*What this task involves*
Every line in the records below that holds "toEqual" must be identified and copied.

Stored data

((

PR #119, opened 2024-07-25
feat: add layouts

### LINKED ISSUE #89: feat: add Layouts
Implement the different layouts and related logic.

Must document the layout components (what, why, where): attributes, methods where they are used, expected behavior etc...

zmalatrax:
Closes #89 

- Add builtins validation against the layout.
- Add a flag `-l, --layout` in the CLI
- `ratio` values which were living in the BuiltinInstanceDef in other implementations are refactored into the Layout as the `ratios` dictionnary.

))
((

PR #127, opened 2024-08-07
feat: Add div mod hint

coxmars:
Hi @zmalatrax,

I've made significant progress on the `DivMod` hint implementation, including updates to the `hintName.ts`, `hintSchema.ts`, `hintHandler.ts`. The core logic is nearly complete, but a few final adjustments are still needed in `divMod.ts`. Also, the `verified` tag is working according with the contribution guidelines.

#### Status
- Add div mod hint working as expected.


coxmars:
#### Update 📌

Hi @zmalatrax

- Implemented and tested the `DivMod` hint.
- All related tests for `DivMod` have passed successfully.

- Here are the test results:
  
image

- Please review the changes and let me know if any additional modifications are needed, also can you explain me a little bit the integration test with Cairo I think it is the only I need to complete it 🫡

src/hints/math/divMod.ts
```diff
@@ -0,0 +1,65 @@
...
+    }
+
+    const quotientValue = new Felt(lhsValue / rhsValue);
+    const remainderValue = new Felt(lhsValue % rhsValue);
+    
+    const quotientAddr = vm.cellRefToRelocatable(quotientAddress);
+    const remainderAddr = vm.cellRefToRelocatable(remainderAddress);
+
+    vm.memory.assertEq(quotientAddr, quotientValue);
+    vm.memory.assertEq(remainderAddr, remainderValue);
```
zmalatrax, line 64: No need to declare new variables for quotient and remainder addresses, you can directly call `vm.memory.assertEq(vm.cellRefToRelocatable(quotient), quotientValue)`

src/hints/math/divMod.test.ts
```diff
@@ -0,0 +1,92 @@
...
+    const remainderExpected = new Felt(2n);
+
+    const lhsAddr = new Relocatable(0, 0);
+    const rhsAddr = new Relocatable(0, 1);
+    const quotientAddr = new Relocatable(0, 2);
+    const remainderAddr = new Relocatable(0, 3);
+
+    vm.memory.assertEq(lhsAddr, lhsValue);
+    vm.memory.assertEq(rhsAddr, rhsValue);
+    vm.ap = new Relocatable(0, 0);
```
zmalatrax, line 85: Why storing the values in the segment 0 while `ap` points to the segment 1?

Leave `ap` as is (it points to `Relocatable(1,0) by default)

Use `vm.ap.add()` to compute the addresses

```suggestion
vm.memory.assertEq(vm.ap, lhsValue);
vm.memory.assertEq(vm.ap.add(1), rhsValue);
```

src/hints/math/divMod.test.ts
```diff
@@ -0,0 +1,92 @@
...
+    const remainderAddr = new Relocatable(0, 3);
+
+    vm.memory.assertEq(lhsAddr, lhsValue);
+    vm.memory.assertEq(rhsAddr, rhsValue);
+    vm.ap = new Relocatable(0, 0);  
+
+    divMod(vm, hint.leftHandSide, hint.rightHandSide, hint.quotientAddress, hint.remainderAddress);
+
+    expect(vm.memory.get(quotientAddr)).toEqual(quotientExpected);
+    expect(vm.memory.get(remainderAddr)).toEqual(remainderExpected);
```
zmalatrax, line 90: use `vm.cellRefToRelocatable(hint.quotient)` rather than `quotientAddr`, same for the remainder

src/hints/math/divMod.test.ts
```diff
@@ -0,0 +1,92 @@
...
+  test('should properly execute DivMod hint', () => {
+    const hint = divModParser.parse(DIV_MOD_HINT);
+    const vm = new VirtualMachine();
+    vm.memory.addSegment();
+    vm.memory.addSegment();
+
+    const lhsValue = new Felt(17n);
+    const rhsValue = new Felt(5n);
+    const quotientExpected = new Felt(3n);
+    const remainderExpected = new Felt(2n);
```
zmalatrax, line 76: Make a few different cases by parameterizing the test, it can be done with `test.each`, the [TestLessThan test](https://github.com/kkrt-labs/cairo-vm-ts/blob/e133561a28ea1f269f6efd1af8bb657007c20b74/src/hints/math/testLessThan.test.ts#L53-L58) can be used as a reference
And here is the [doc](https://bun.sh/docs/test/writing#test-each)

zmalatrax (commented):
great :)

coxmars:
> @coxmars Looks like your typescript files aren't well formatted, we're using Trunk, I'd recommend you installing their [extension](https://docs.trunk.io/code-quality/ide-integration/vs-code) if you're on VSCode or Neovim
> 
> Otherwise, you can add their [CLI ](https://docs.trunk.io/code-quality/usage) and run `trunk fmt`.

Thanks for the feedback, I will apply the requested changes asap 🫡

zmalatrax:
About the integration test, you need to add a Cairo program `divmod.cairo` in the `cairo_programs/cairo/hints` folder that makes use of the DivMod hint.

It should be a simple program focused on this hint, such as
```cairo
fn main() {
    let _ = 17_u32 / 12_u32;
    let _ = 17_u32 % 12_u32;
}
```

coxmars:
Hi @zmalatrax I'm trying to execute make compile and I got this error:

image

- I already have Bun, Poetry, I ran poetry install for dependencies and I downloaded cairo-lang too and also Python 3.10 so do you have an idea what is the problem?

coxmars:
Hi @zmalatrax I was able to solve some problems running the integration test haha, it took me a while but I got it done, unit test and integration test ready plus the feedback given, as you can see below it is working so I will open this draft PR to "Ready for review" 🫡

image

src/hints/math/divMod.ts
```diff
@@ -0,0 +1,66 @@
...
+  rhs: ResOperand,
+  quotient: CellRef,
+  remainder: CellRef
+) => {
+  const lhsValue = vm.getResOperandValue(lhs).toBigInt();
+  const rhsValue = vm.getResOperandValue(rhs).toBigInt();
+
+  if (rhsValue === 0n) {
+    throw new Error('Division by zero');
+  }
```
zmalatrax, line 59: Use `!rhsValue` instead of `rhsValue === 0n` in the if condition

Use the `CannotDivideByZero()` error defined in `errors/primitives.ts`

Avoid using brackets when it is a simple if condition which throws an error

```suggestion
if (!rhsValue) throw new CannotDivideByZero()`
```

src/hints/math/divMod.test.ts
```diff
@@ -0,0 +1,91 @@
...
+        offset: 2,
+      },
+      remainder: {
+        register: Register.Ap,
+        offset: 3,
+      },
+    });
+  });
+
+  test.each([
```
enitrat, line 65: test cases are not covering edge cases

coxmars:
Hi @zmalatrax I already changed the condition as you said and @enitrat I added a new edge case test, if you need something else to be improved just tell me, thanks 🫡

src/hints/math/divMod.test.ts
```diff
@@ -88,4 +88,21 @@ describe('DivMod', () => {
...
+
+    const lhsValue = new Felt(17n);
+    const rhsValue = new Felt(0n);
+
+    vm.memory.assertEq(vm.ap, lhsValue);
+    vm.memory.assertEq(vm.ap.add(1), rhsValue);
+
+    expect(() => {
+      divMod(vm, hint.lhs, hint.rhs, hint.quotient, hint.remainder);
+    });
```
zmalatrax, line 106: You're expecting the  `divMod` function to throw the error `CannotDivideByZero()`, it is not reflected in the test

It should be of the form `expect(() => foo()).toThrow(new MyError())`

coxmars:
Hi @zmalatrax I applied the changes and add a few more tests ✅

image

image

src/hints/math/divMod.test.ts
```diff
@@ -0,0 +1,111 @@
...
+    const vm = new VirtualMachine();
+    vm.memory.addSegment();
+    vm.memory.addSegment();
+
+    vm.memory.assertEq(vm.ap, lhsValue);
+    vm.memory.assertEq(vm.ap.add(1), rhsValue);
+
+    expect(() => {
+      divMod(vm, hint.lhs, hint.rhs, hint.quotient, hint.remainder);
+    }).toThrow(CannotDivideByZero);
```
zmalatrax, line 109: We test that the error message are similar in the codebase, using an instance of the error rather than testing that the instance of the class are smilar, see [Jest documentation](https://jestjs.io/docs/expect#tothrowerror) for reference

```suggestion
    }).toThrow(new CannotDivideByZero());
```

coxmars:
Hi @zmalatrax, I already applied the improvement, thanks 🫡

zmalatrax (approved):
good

))

*Written response*
+    expect(vm.memory.get(quotientAddr)).toEqual(quotientExpected);
+    expect(vm.memory.get(remainderAddr)).toEqual(remainderExpected);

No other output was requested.